A Demo for eigenvalues / eigenvectors:
shows that the eigenvectors of the covariance matrix for a set of point vectors represents the principal axes of the distribution and its eigen values are related with the lengths of the distribution along the principal axes. The difference among the eigenvalues determines how oblong the overall shape of the distribution is.
This is an example from book "Applied Numerical Methods Using MATLAB", page 387.
Thank you John for your very informative comment.
Hmm. An interesting idea here. I admit that long ago when I first took a linear algebra class as student, I learned the theory. But I did not learn what they mean, what the eigenvalues and eigenvectors tell you about a matrix. I did not learn those concepts until I saw eigenvalues and eigenvectors as they could be used in various applications, in various disciplines. I think this is true of many people. So this submission is a good one, IF it helps students to learn these concepts.
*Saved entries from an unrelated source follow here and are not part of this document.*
PR #4101, opened 2016-07-15
Fixes #4092 Logging with Elasticsearch and Kibana

### LINKED ISSUE #4092: Logging with Elasticsearch and Kibana
Currently Marathon uses logback to process logs. Logs pattern could be customized with `JAVA_OPTS` that provides path to custom logback configuration. Unfortunately to use JSON layout and send logs to Elastic and Kibana user must somehow provide missing jars to classpath which could be done in three ways:

1. Wrap marathon jar with custom jar containing dependencies
2. Maintain custom Marathon fork with dependencies
3. Put dependencies inside classpath

All options need user action on upgrade. It'll be cool if Marathon allow to send JSON formatted logs directly to elastic at least choose JSON format so user don't need to parse them.

Related: #4087

janisz:
Added new debug option in command line flags `--logstash`.
User can specify edpoint `<host>[:<port>]` and logs will be formated
with JSON and sent to that endpoint over TCP.

### DIFF
--- a/src/main/scala/mesosphere/marathon/DebugConf.scala
+++ b/src/main/scala/mesosphere/marathon/DebugConf.scala
@@ -1,11 +1,15 @@
 package mesosphere.marathon
 
+import java.net.URI
 import javax.inject.Provider
 
-import ch.qos.logback.classic.Level
+import ch.qos.logback.classic.{ AsyncAppender, Level, LoggerContext }
+import ch.qos.logback.core.net.ssl.SSLConfiguration
 import com.google.inject.AbstractModule
 import com.google.inject.matcher.{ AbstractMatcher, Matchers }
 import mesosphere.marathon.metrics.{ MetricPrefixes, Metrics }
+import net.logstash.logback.appender._
+import net.logstash.logback.composite.loggingevent.ArgumentsJsonProvider
 import org.aopalliance.intercept.{ MethodInterceptor, MethodInvocation }
 import org.rogach.scallop.ScallopConf
 import org.slf4j.{ Logger, LoggerFactory }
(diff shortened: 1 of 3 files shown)


src/main/scala/mesosphere/marathon/DebugConf.scala
```diff
@@ -106,4 +119,29 @@ class DebugModule(conf: DebugConf) extends AbstractModule {
...
+
+  private def configureLogstash(hostPort: String) {
+    val context = LoggerFactory.getILoggerFactory.asInstanceOf[LoggerContext]
+
+    val encoder = new net.logstash.logback.encoder.LogstashEncoder()
+    encoder.setContext(context)
+    encoder.addProvider(new ArgumentsJsonProvider())
+    encoder.start()
+
+    val logstashAppender = new LogstashTcpSocketAppender()
```
jasongilanfarr: What if logstash is listening on SSL?

jasongilanfarr:
Looks fairly good, but I wonder if it should support syslog/udp/tcp/ssl as well? I would argue UDP is likely better for logging in most cases.

My personal view is that we should support logging into Kafka instead of directly into logstash - I believe we are considering a Kafka appender in the near future.

src/main/scala/mesosphere/marathon/DebugConf.scala
janisz: I'm sorry I forget about it. I'll add another flag `--logstash_scheme` with `udp`,`tcp` options or (I think better) modify `--logstash` to accept `[udp|tcp|ssl]://<host>[:<port>]`.

janisz:
@jasongilanfarr good point. I think only syslog/udp should be supported, TCP/SSL is nice to have. Supporting syslog/udp will enable users to setup adapter (e.g., syslog-ng, nxlog) that will enhance logs (e.g., add custom fields) and push them to final destination (e.g., kafka, elastic, graylog), providing standard way of getting structured logs from Marathon.

janisz:
@jasongilanfarr I updated PR. Added UDP/TCP/SSL support.

aquamatthias:
Hey @janisz Thanks for this PR - looks good to me!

In fact, be careful, as this teaches you ONE aspect of this meaning, i.e., that of a covariance matrix. So you will learn something about what eigenvalues tell you about a covariance matrix. However, eigenvalues also appear in many other areas of mathematics, probability and statistics, engineering, science. For example, in mechanical engineering, you can learn about the principal stresses and strains of a system from the stress and strain matrices. In general, we will see that an eigenvector represents a "direction", and an eigenvalue represents the extent of "stretch" in that direction.
Anything that helps to teach these concepts is a good thing.